**Aim of the task**
In the records below, find the line holding "Anyway, now we" and the line holding "mnocon: Given that". Set down both, with every line between them, exactly.

·····

PR #355, opened 2019-01-28
Update composer.json

sunpietro:


lserwatka:
@micszo we need sanities on this PR. For entire Admin UI, Online Editor, Page Builder, etc.

PR #169, opened 2017-03-01
EZP-27060: Add platform.sh config

glye:
> https://jira.ez.no/browse/EZP-27060
> see also https://jira.ez.no/browse/EZS-1402
> Ready for review

Adds the necessary config files to run eZ Platform on platform.sh. This should also be added in the ezstudio and ezstudio-demo repos, see https://github.com/ezsystems/ezstudio/pull/43. Clustering not yet covered.

Note: The instructions in INSTALL.md are valid *after* this PR is merged. Before, in order to test it, you have to cherry pick the commits in this PR into the master branch of your fork, before attempting to make a platform.sh project out of it.

- [x] Add readme/installation doc in `doc/platformsh/`
- [x] ~~Switch to memcached once platform.sh has php-memcached 3.0.x available _(given it is what we officially recommend)_~~ Follow-up: https://jira.ez.no/browse/EZS-1413

PR #360, opened 2019-02-28
[CI/CD] Cleanup use of install command to use composer ezplatform-install everywhere

andrerom:
Changes all scripts (Docker, Platform.sh, Travis) to use `composer ezplatform-install` consistently to get rid of customizations per repo to specify install argument several places.

Needed to avoid further mess in https://github.com/ezsystems/ezcommerce-advanced/pull/6


.platform.app.yaml
```diff
@@ -81,8 +81,7 @@ hooks:
         set -e
         # Mainly relevant for eZ Platform demo usage, for own setup adapt this or remove and rely on migrations.
         if [ ! -f web/var/.platform.installed ]; then
-            . ./.env
-            php -d memory_limit=-1 bin/console ezplatform:install $INSTALL_EZ_INSTALL_TYPE
+            php -d memory_limit=-1 `which composer` ezplatform-install
```
andrerom: @vidarl just to check, do we really need to set `-d memory_limit=-1` when running installer?

andrerom: Edit, I see [blame of this](https://github.com/ezsystems/ezplatform/pull/169) is @glye

glye: Hm, I don't remember anymore if that was necessary or just adhering to tradition :)
Anyway, now we can set the php memory limit separately here in the same app file: https://docs.platform.sh/languages/php/ini.html
But uncertain if we can have separate settings for cli and sapi.

bin/.travis/prepare_ezpublish.sh
```diff
@@ -28,4 +28,4 @@ echo "> Run assetic dump for behat env"
 php app/console --env=behat --no-debug assetic:dump
 
 echo "> Installing ezplatform clean"
-php app/console --env=behat ezplatform:install clean
```
mnocon: Given that it still used app/console, meaning that it's not meant for v2 - can we remove this file?
If it is used, then the new approach will fail, as `ezplatform-install` was introduced in 2.2 or something like that (and won't be available anyway).

.platform.app.yaml
andrerom: Ok, seeing they have default of 128mb and the fact that this command will potentially triggering kaliop migrations on install..

... keeping this 😅 
Thanks for the input  @glye

bin/.travis/prepare_ezpublish.sh
andrerom: yes we can, most things in this folder was for travis `dist: precise`, so oldie stuff.

andrerom: done in 30dc6fc6c930204f9b3f531491e4182c2417ab53

PR #364, opened 2019-03-04
Added conflict to webpack-encore-bundle 1.2.0 and 1.2.1

dew326:
Until bug in webpack-encore-bundle is fixed we need avoid installing version 1.2 (https://github.com/symfony/webpack-encore-bundle/pull/51 or https://github.com/symfony/webpack-encore-bundle/pull/50)


lserwatka:
@dew326 could you merge it up?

·····

**Response**
Anyway, now we can set the php memory limit separately here in the same app file: https://docs.platform.sh/languages/php/ini.html
But uncertain if we can have separate settings for cli and sapi.

bin/.travis/prepare_ezpublish.sh
```diff
@@ -28,4 +28,4 @@ echo "> Run assetic dump for behat env"
 php app/console --env=behat --no-debug assetic:dump
 
 echo "> Installing ezplatform clean"
-php app/console --env=behat ezplatform:install clean
```
mnocon: Given that it still used app/console, meaning that it's not meant for v2 - can we remove this file?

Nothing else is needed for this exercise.